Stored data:

Issue #5355, opened 2017-04-09
[csharp-client] logging of requests


iamkarlson:
Add logger to the client: to the configuration, api client, etc.

##### Swagger-codegen version

last from the masteer

##### Suggest a Fix

create simple wrapper which always calls partial methods with same signature

wing328:
@iamkarlson sounds good to me. May I know if you've time to contribute the enhancement?

Please note that the latest C# generator in master supports API client with RestSharp or RestSharp.Portable.

iamkarlson:
@wing328 please review PR

PR #5424, opened 2017-04-19
Api client loggin

iamkarlson:
Add logs for most common operations. To implement logging, it's required to implement partial methods of Logger.cs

• [Task brief]
Report the lines above that have the word "methods" in them.

• [Response box]
create simple wrapper which always calls partial methods with same signature
Add logs for most common operations. To implement logging, it's required to implement partial methods of Logger.cs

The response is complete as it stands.